START Recorded data

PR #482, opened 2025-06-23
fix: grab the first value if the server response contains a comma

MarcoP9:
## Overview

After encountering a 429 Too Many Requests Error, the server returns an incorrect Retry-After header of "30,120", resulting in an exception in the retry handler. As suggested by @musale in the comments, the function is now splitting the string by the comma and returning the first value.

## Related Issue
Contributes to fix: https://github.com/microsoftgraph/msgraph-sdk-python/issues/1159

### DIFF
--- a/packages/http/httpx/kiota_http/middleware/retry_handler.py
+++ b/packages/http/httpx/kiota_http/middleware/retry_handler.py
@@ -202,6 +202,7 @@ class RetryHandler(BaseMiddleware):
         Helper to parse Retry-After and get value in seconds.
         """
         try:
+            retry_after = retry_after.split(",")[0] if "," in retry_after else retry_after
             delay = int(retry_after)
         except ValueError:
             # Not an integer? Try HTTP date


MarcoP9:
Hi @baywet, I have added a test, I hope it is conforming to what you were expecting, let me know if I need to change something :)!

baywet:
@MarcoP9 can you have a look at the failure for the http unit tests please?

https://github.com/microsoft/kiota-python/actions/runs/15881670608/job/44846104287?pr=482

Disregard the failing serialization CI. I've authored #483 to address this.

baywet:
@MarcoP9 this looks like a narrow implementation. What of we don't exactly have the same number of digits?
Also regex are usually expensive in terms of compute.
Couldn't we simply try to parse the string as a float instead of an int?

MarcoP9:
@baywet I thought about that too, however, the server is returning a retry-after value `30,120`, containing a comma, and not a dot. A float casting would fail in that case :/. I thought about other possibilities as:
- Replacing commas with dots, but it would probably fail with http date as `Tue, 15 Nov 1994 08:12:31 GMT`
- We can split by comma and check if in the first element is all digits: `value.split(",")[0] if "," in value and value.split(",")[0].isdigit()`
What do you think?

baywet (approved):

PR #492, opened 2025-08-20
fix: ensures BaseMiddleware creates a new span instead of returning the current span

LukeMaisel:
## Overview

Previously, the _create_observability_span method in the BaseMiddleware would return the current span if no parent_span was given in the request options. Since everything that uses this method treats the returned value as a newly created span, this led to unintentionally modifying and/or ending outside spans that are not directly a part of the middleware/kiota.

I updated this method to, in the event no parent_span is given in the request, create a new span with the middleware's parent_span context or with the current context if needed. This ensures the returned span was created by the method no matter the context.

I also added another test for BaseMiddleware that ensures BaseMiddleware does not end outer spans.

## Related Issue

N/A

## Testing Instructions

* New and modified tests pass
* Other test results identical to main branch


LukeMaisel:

END Recorded data

— Goal of the exercise —
What you give back should be only the lines of the records above, starting at the line with "fix: ensures BaseMiddleware" and ending at the line with "Previously, the _create_observability_span", restated word for word.

— Expected output —
fix: ensures BaseMiddleware creates a new span instead of returning the current span

LukeMaisel:
## Overview

Previously, the _create_observability_span method in the BaseMiddleware would return the current span if no parent_span was given in the request options. Since everything that uses this method treats the returned value as a newly created span, this led to unintentionally modifying and/or ending outside spans that are not directly a part of the middleware/kiota.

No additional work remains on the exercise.